1. Task-Based Routing

from enum import Enum
from typing import Protocol, Dict, Any
from abc import abstractmethod
 
class TaskComplexity(Enum):
    """Task complexity levels"""
    SIMPLE = "simple"           # Structured, template-based
    MODERATE = "moderate"       # Standard narration
    COMPLEX = "complex"         # Creative, open-ended
    CRITICAL = "critical"       # Must be perfect
 
class TaskType(Enum):
    """Types of LLM tasks"""
    NARRATION = "narration"            # Describe game events
    GENERATION = "generation"          # Create new content
    PARSING = "parsing"                # Extract structure from text
    DIALOGUE = "dialogue"              # NPC conversation
    DESCRIPTION = "description"        # Describe entity
    DECISION = "decision"              # Rare: LLM makes choice
 
class LLMModel(Protocol):
    """LLM interface"""
    @abstractmethod
    def complete(self, prompt: str, temperature: float = 0.7) -> str:
        pass
 
    @property
    @abstractmethod
    def name(self) -> str:
        pass
 
    @property
    @abstractmethod
    def cost_per_1k_tokens(self) -> float:
        pass
 
 
class ModelRouter:
    """Routes tasks to appropriate models"""
 
    def __init__(self):
        # Model registry
        self.models: Dict[str, LLMModel] = {
            'small': SmallModel(),      # 7B-9B local
            'medium': MediumModel(),    # 13B-33B local
            'large': LargeModel(),      # 70B local or API
            'premium': PremiumModel()   # GPT-4, Claude
        }
 
        # Routing rules
        self.routing_table = {
            (TaskType.PARSING, TaskComplexity.SIMPLE): 'small',
            (TaskType.PARSING, TaskComplexity.MODERATE): 'small',
 
            (TaskType.DESCRIPTION, TaskComplexity.SIMPLE): 'small',
            (TaskType.DESCRIPTION, TaskComplexity.MODERATE): 'medium',
            (TaskType.DESCRIPTION, TaskComplexity.COMPLEX): 'large',
 
            (TaskType.NARRATION, TaskComplexity.SIMPLE): 'small',
            (TaskType.NARRATION, TaskComplexity.MODERATE): 'medium',
            (TaskType.NARRATION, TaskComplexity.COMPLEX): 'large',
 
            (TaskType.DIALOGUE, TaskComplexity.SIMPLE): 'medium',
            (TaskType.DIALOGUE, TaskComplexity.MODERATE): 'medium',
            (TaskType.DIALOGUE, TaskComplexity.COMPLEX): 'large',
 
            (TaskType.GENERATION, TaskComplexity.MODERATE): 'medium',
            (TaskType.GENERATION, TaskComplexity.COMPLEX): 'large',
            (TaskType.GENERATION, TaskComplexity.CRITICAL): 'premium',
 
            (TaskType.DECISION, TaskComplexity.CRITICAL): 'premium',
        }
 
    def route(
        self,
        task_type: TaskType,
        complexity: TaskComplexity,
        prompt: str,
        temperature: float = 0.7
    ) -> str:
        """Route task to appropriate model"""

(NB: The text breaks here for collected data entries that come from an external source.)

PR #30471, opened 2026-07-07
fix(scripts/update-packages): work around uutils `date` bug

TomJo2000:
- Decided to take a closer look at the bug that's been effecting `ms_to_human_readable` in our auto-update script for a while now.
Tracked it back to this upstream issue
uutils/coreutils#12001
It's fixed in uutils 0.9.0, but Ubuntu 26.04 still ships 0.8.0 and doesn't appear to have backported a fix.
So let's just clamp the timestamp values to the expected 13 digits manually inside the function for the time being.

The reason it breaks at full precision is because 19 digits collides with the 64bit integer limit.

### DIFF
--- a/scripts/bin/update-packages
+++ b/scripts/bin/update-packages
@@ -85,9 +85,17 @@ TERMUX_PACKAGES_DIRECTORIES=$(jq --raw-output 'del(.pkg_format) | keys | .[]' "$
 
 # Converts milliseconds to human-readable format.
 # Example: `ms_to_human_readable 123456789` => 34h 17m 36s 789ms
+#
+# We need to manually clamp the inputs to 13 digits since uutils `date`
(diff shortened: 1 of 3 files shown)


TomJo2000:
Looks like we will also run into the problem in `scripts/lint-packages.sh` and `scripts/bin/validation`.

robertkirkman:
Why not do this like I had suggested for consistency?

https://github.com/termux/termux-packages/blob/e97452dedb369be3e380759b22a2d2c679e3f59d/scripts/setup-ubuntu.sh#L384

robertkirkman:
If not switching to a working coreutils as the temporary solution, then will you remember to instead remove this other kind of temporary solution after it is fixed in uutils?

TomJo2000:
Yep, this can be reverted as soon as its fixed in Ubuntu.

        # Get model for task
        model_key = self.routing_table.get(
            (task_type, complexity),
            'medium'  # default
        )
 
        model = self.models[model_key]
 
        print(f"Routing {task_type.value} ({complexity.value}) to {model.name}")
 
        # Execute
        return model.complete(prompt, temperature)
 
    def route_auto(
        self,
        task_type: TaskType,
        prompt: str,
        temperature: float = 0.7
    ) -> str:
        """Auto-detect complexity and route"""
        complexity = self._detect_complexity(prompt, task_type)

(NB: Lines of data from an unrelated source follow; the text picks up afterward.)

PR #30980, opened 2026-08-14
fix(main/manim): add android to open_file

nguynkhn:


packages/manim/file_ops.py.patch
```diff
@@ -0,0 +1,11 @@
+--- a/manim/utils/file_ops.py
++++ b/manim/utils/file_ops.py
+@@ -202,7 +202,7 @@
+             raise OSError("os.startfile is unavailable on this Windows system")
+         startfile(file_path if not in_browser else file_path.parent)
+     else:
+-        if current_os == "Linux":
++        if current_os == "Linux" or current_os == "Android":
+             commands = ["xdg-open"]
```
robertkirkman: To your knowledge, is there any code path in `manim` that can be activated in Termux that attempts to open a **folder** rather than a **file** or **website**?

(that would fail if code which does that is reachable in `manim`, so if looking for code paths like that, you would expect them to either show an error or do nothing when run, if not patched differently)

nguynkhn: I believe “browser” here actually refers to a “file browser.” If that’s the case we may need a workaround possibly involving `am`...

robertkirkman: > If that’s the case we may need a workaround possibly involving `am`...

usually I try to find the code path that opens a folder (file browser) and patch it to the command **`xdg-utils-xdg-open`** (package `xdg-utils`) instead, which opens it in Termux:X11

however, if Termux:X11 is not currently installed and also running when that happens, nothing would happen as well. I don't think there is any way to universally open the file browser from `am`,

because in the OFW of Samsung phones, the One UI ROM, the package name of the default file browser is different from the package name of the default file browser on most other ROMs, and there is likely the same situation for some other ROMs as well.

        return self.route(task_type, complexity, prompt, temperature)
 
    def _detect_complexity(
        self,
        prompt: str,
        task_type: TaskType
    ) -> TaskComplexity:
        """Heuristic complexity detection"""

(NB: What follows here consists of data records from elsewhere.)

PR #30987, opened 2026-08-14
addpkg(main/proton-pass-cli): 2.3.2

### LINKED ISSUE #30966: [Package]: pass-cli (Proton Pass CLI)

pass-cli is Proton's official command-line client for Proton Pass, their
end-to-end encrypted password/identity manager. It lets users list, search,
create, and manage vault items (logins, notes, aliases, cards) directly from
the terminal, authenticated against their Proton account — without needing
a browser or any GUI.

Reason this matters for Termux specifically: Termux users manage most of
their workflow from the terminal, and a lightweight CLI password manager
fits that model far better than a GUI app would. Termux already packages
similar terminal-based secret managers (e.g. `pass`, `gopass`), so pass-cli
would sit naturally alongside those, giving Proton Pass users a way to pull
credentials into scripts, SSH workflows, or other CLI tools directly on
their phone/tablet, without switching to a browser extension.

Note: I am specifically requesting the CLI client (pass-cli), not the
Electron-based Proton Pass desktop GUI app. The GUI app depends on Electron,
which is impractical to package for Termux/Android (large footprint, and
Electron does not run in this environment in a normal way) — so it's
intentionally out of scope here.

### Home page URL

https://protonpass.github.io/pass-cli/

### Source code URL

https://github.com/protonpass/pass-cli

### Additional information

No root, custom kernel, or special hardware required.

pass-cli is a pure terminal application and needs no display server — it should work in a standard Termux session with just
network access for talking to Proton's API.

GourangaDasSamrat:
Resolves - #30966 (Adds Package - pass-cli)

## Build notes

`pass-domain/build.rs` uses `protoc-bin-vendored` to auto-download a
prebuilt `protoc` binary at build time. That crate only ships binaries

        prompt_lower = prompt.lower()
 
        # Simple indicators
        if 'json' in prompt_lower or 'extract' in prompt_lower:
            return TaskComplexity.SIMPLE
 
        # Complex indicators
        complex_words = ['creative', 'unique', 'original', 'detailed']
        if any(word in prompt_lower for word in complex_words):
            return TaskComplexity.COMPLEX
 
        # Length-based
        if len(prompt) > 2000:
            return TaskComplexity.COMPLEX
        elif len(prompt) < 500:
            return TaskComplexity.SIMPLE
 
        return TaskComplexity.MODERATE

2. Specialized Model Clients

class NarrativeGenerator:
    """High-level narrative generation with routing"""
 
    def __init__(self, router: ModelRouter):
        self.router = router
 
    def narrate_combat(
        self,
        ndl_event: str,
        context: Dict[str, Any]
    ) -> str:
        """Narrate combat (medium complexity)"""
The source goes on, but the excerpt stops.